I was born into a Muslim family in Iran, a country at odds with the United States. That played no role in how I was treated by the government, my employer, or others in the United States.

I was a free individual like any other. To be sure, there were occasional questioning and abuse by border agents when I entered the country from visits abroad.

But these were independent of my political and social views. Meanwhile, the government in my country of birth branded me and its other critics the enemy of the state.

The freedoms I enjoyed in the past benefitted me, and the country I had chosen as my new home. My neighbors and fellow citizens were safer not because I feared the government.

Liberty to express ideas

They were safer because I had no fear. I learned to cherish and respect peaceful expression of ideas, and contributed to building a more inclusive civic society.

My experience in the United States taught me the virtues of questioning, and protesting the government and its policies without fearing punishment. I brought these lessons to my students.

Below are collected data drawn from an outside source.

PR #4, opened 2021-03-08
Moving video-producer to content-components

qwangd2l:


rschick (approved):

README.md
```diff
@@ -4,9 +4,10 @@ A collection of components used for content in Brightspace.
 
 ## Components
 
-* [d2l-content-store](components/d2l-content-store): d2l-content-store
-* [d2l-content-uploader](components/d2l-content-uploader): d2l-content-uploader
-* [d2l-capture-central](components/d2l-capture-central): d2l-capture-central
+* [d2l-content-store](components/d2l-content-store)
+* [d2l-content-uploader](components/d2l-content-uploader)
+* [d2l-capture-central](components/d2l-capture-central)
+* [d2l-labs-video-producer](components/d2l-labs-video-producer)
```
rschick, line 10: In a future PR I think we should drop the "labs" to be consistent with the other components in this repo.

AdmiralCoco (approved):

package.json
```diff
@@ -44,6 +44,7 @@
     "@brightspace-ui-labs/pagination": "^1",
     "@brightspace-ui-labs/video-producer": "^0",
     "@chaitin/querystring": "^1.1.0",
+    "@createjs/easeljs": "^2.0.0-beta.4",
```
rschick, line 47: Should these ranges be looser, eg. "^2"? For easeljs and polymer, querystring, etc.

rschick:
In future, would it make sense to put all the langterms together at the top level? Might reduce duplication?

package.json
qwangd2l: For createjs/easljs, I think it needs the beta specification.
As for the other ones, I don't think it matters too much. I'm ok with either

qwangd2l:
> In future, would it make sense to put all the langterms together at the top level? Might reduce duplication?

A lot of the other repos with collection of components have their separate lang terms.
I'm not sure if this is because there's an optimization in place for loading less files or not.

PR #15, opened 2021-03-25
Restructure folders so that we have core and capture subfolders inste…

qwangd2l:
…ad of components.

Add a single line import file for each component in either core/ or capture/

Move d2l-capture-central and d2l-video-produer to capture/
Move d2l-content-store, d2l-content-uploader, d2l-content-service-viewer, d2l-captions-manager to core/


capture/d2l-capture-producer/test/capture-producer.test.js
```diff
@@ -1,19 +1,19 @@
-import '../d2l-content-service-viewer.js';
+import '../d2l-capture-producer.js';
```
rschick, line 1: did something weird happen here?

rschick (approved):

capture/d2l-capture-producer/test/capture-producer.test.js
qwangd2l: Some of the test files are very similar that it thinks the renaming comes from a different file.
For this particular file, there's a paired rename that goes with this incorrect diff:
video-producer/test/video-producer.test.js  -> core/d2l-content-viewer/test/d2l-content-viewer.test.js

PR #22, opened 2021-08-24
US130907 - Add zooming to timeline

Jevan5:
### Problem

The video editor is limited in functionality for large videos, since the precision of time selection was inversely related to the length of the video. Some simple math:

- The width of the timeline is `~1000` pixels
- For a video of length `x` seconds, each pixel would represent `x / 1000` seconds
- For a video that is `1000` seconds or less, each pixel would represent `<= 1` seconds. In this case, any second of the video could be reached by seeking, adding marks, or adding cuts
- **PROBLEM**: For a video longer than `1000` seconds, each pixel would represent `> 1` seconds. In this case, there would be a set of seconds that would be unreachable by seeking, adding marks, or adding cuts

### Solution

To solve this problem, any point along the timeline can be zoomed. This can be done by dragging a slider down from the timeline, which increasingly zooms around the point on the timeline based on the depth to which the slider is dragged down.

I taught thousands of young Americans about the merits of critical thinking, and challenging the authority. Meanwhile, my colleagues in Iran were punished, lost their employment, or were put behind bars for discussing a fraction of what I discussed with my students in the United States.

It was this liberty that kept me in the United States, and continued to attract a growing number of Muslims from Iran and other majority Muslim countries even after September 11, 2001.

Months after September 11th, 2001, I left the United States to chronicle the life stories of Muslims on their journey West.

Fighting all odds to reach the US

I followed men, women, and children risking their lives, and braving the rough seas in small dinghies, hoping for a new home that would give them the security and life opportunities I had enjoyed in the United States.

The September 11 attacks stigmatized Muslims and hardened the public opinion about Muslim migrants in refugees. Nevertheless, Muslims continued to risk their lives to reach the United States.

Distance from the United States and the high smuggling costs directed most migrants to Europe. But reaching the United States was everyone’s dream.

The legacy and the experience of the earlier generation of migrants kept the newcomers’ eyes on the United States. They wished to come to the United States to live the life I had lived.

Widespread disillusionment

Many failed in their endeavor. Some perished on their way. Others returned home, to the insecurity they had once escaped from. Others made it to Europe and began a new life, but continued dreaming of the United States. Unfortunately, that is changing fast with the policies of the new administration in the United States.

I am writing this note from afar. I am traveling in Europe to meet the Muslim refugees and migrants I encountered after September 11, 2001.

Fear and anger are fast replacing the earlier admiration and respect for the United States among many. Disbelief and disillusionment are widespread.

Fear has also returned to me for the first time since I immigrated to the United States. I fear a reckless attack by the government of my adopted home on my place of birth. That is a nightmare that has begun haunting me since the Trump White House put Iran on “official notice.”

The future?

The specter on an American attack on Iran has returned once again, and this time stronger than any another in the past. My opposition to the government of Iran would by no means imply an endorsement of war.

If a war indeed happens, I will be protesting with all my might, joining arms with others who put themselves on the line for peace.

But I wonder about my life in the United States if indeed there is an attack on Iran. What would I tell my toddler about how the government in her place of birth attacked mine? How would I tell her about the destruction of the place I hoped for her to visit one day?

I hope that day never comes.

Takeaways

I was born into a Muslim family in Iran. That played no role in how I was treated by the government and others in the US.

My experience in the US taught me the virtues of questioning, and protesting policies without fearing punishment.

Fear and anger are fast replacing the earlier admiration and respect for the United States among many.